Collected data entries ->
────

PR #1002, opened 2026-06-30
Add performance hotspot benchmarks

KRRT7:
## Summary
- add a route bundle collision benchmark for checking collision-validation overhead
- add a hotspot benchmark covering named port lookup, extrusion, cell cache, and schematic pin materialization

## Verification
- uv run python benchmarks/route_bundle_collision.py --repeat 5
- uv run python benchmarks/hotspots.py --repeat 5
- pre-commit hooks during commit

### DIFF
--- a/benchmarks/__init__.py
+++ b/benchmarks/__init__.py
@@ -1,0 +1,1 @@
+"""Local benchmark scripts for kfactory development."""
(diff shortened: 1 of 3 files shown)


KRRT7:
plan to reopen with a proper benchmarking suite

────

What is expected -> Once the line with "- uv run python benchmarks/hotspots.py" is found, transcribe it and each line after it through the final line of the entries, exactly and only.

Answer area ->
- uv run python benchmarks/hotspots.py --repeat 5
- pre-commit hooks during commit

### DIFF
--- a/benchmarks/__init__.py
+++ b/benchmarks/__init__.py
@@ -1,0 +1,1 @@
+"""Local benchmark scripts for kfactory development."""
(diff shortened: 1 of 3 files shown)


KRRT7:
plan to reopen with a proper benchmarking suite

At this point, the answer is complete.